The arbitrator, attorney Alex Hertman, will discuss Iran’s claim against Israel together with his Iranian counterpart and a third arbitrator appointed by the head of the International Chamber of Commerce in Paris. Iran is seeking compensation for assets belonging to an Iranian-Israeli joint venture that ended when Tehran severed relations with Jerusalem following the 1979 Iranian Revolution.
Hertman, a senior partner with S. Horowitz & Co., is considered one of Israel’s leading experts in arbitration and commercial law. He specializes in financial, banking and insurance cases. He has also held various public positions, including as president of the International Association of Jewish Lawyers and Jurists, head of the Israel Bar Association’s ethics committee and member of a search committee for the attorney general.

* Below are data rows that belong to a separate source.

PR #1544, opened 2026-08-20
Bound remote prefetch by render timeout

robertlangdonn:
## Summary

`vc_render_tifxyz --prefetch-remote` could remain blocked in synchronous
prefetch work until an external watchdog terminated the process, leaving
placeholder TIFFs behind. This change adds a deadline-aware prefetch path and
makes the renderer return an explicit error when the reproduced prefetch path
exhausts its `--timeout` budget.

## What changed

- Add `IChunkedArray::prefetchChunksUntil(...)` with a deadline-based default
  implementation.
- Implement the bounded wait in `ChunkCache` using the existing scheduler and
  condition variable.
- Reserve one minute of `--timeout` for the renderer watchdog, while preserving
  existing unlimited behavior when `--timeout=0`.
- Add a regression test proving an unresolved fetch returns at its deadline.

## Real-scroll evidence

On PHerc1203, the reproduced three-minute command planned 556,053 remote
chunks. Before the change this path reached the external watchdog while
leaving invalid placeholder TIFFs. On a fresh current-main Linux build with
this change it returned after 130 seconds:

```text
Error: remote prefetch exceeded --timeout budget
renderer_rc=1
```

The output remained invalid placeholder data and was rejected; no render,
unwrapping, ink, or letter result is claimed.

The run wrote 62 placeholder files of 134 bytes each; they were rejected as
invalid. The empty cache and output sizes are reported as failure evidence, not
scientific artifacts.

## Verification

- Current-main Linux `vc_render_tifxyz` build: passed (`85/85` build steps).
- Focused `test_chunk_cache`: passed (`1/1`, 1.31 seconds).
- Fresh PHerc1203 failure path: explicit error, renderer exit 1 after 130
  seconds; outer watchdog not reached.
- GitHub CI: relevant compile, test, scan, and gate jobs pass; the Vercel
  authorization status is unrelated to this C++ change.

## Scope and limitation

This bounds the reproduced renderer failure path. It does not claim that every
possible scheduler or transport operation is cancellable, and it does not turn
an incomplete remote fetch into a scientific output. Its purpose is to fail
explicitly before invalid TIFF stacks enter downstream geometry or ink
analysis.

The verified configuration uses `--timeout 3`, which reserves one minute
between the prefetch deadline and the renderer watchdog. A one-minute timeout
can race the watchdog and is not included in the claim.

### DIFF
--- a/volume-cartographer/apps/src/vc_render_tifxyz.cpp
+++ b/volume-cartographer/apps/src/vc_render_tifxyz.cpp
@@ -556,10 +556,21 @@ static std::vector<vc::render::ChunkKey> collectPrefetchKeysForRows(
 
 static bool prefetchChunkKeys(
     vc::render::IChunkedArray* cache,
-    const std::vector<vc::render::ChunkKey>& keys)
+    const std::vector<vc::render::ChunkKey>& keys,
+    int timeoutMinutes)
 {
     if (!cache || keys.empty()) return true;
-    cache->prefetchChunks(keys, true);
+    if (timeoutMinutes <= 0) {
+        cache->prefetchChunks(keys, true);
+        if (!g_logFile) std::fprintf(stderr, "\n");
+        return true;
+    }
+    const auto deadline = std::chrono::steady_clock::now() +
+                          std::chrono::minutes(timeoutMinutes);
+    if (!cache->prefetchChunksUntil(keys, deadline)) {
+        std::fprintf(stderr, "Error: remote prefetch exceeded --timeout budget\n");
+        return false;
+    }
     if (!g_logFile) std::fprintf(stderr, "\n");
     return true;
 }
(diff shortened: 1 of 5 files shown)


robertlangdonn:
Fresh current-main verification completed on Linux (2026-08-26).

### Source and build

- Upstream base: `c53c74a2901bab5c8b373a8e562c782e392be2e0`
- Verified source tree: `ada74da37c81a6ff9cdf5fbf3365d7b075d37f10`
- Container: `sha256:bad516f66001abca759454cc43e4fd11e5b19aa55d36bdc2043817291c8083c4`
- `vc_render_tifxyz` and `test_chunk_cache`: built successfully (`85/85` steps)
- `test_chunk_cache`: `1/1` passed in `1.31 s`

### PHerc1203 reproduction

The retained `auto_grown_20260724161520607` surface hashes matched locally and
on the Linux VM. The exact remote-render configuration used the public
`20260319130212-2.403um-0.2m-77keV-masked.zarr` volume with
`--prefetch-remote --timeout 3 --group-idx 0 --scale-segmentation 2 --scale 0.25
--num-slices 62 --slice-step 1 --auto-crop` and a separate 240-second process
bound.

```text
Prefetch: 556053 chunk(s) across rows 0..27
Error: remote prefetch exceeded --timeout budget
renderer_rc=1
elapsed_seconds=130
output_file_count=62
62 files x 134 bytes
cache bytes=0
```

The renderer returned before its three-minute watchdog. The files were invalid
placeholders and were rejected; no render, geometry, ink, or letter result is
claimed.

One boundary surfaced during the audit: with `--timeout 1`, the watchdog raced
the prefetch deadline and returned `[timeout]`/exit 2 after 69 seconds. The PR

In 1968, Israel formed a partnership with NIOC via shell companies in Panama, Canada and Lichtenstein. The joint venture, called the Eilat-Ashkelon Pipeline Company, transported crude oil from Iran to Israel and other overseas customers.
A few years after severing ties with Israel in 1979, Tehran sued it for compensation over NIOC’s share in EAPC, which it accused Israel of nationalizing in violation of the original agreement. After lengthy proceedings in both Swiss and French courts, the case eventually went to arbitration in Geneva.
Over the last two years, Iran has won two other arbitration cases that sought compensation for the value of oil sent to Israel on credit before the revolution. But Israel has refused to pay the award, which totals over $1 billion, because Iran is an enemy state.
In the main case, which relates to EAPC’s assets, Israel refused for years to name an arbitrator. Eventually, a French court appointed Theo Klein, a leader of the French Jewish community, on Israel’s behalf. But Klein quit more than a year ago due to advancing age, so Hertman will now replace him.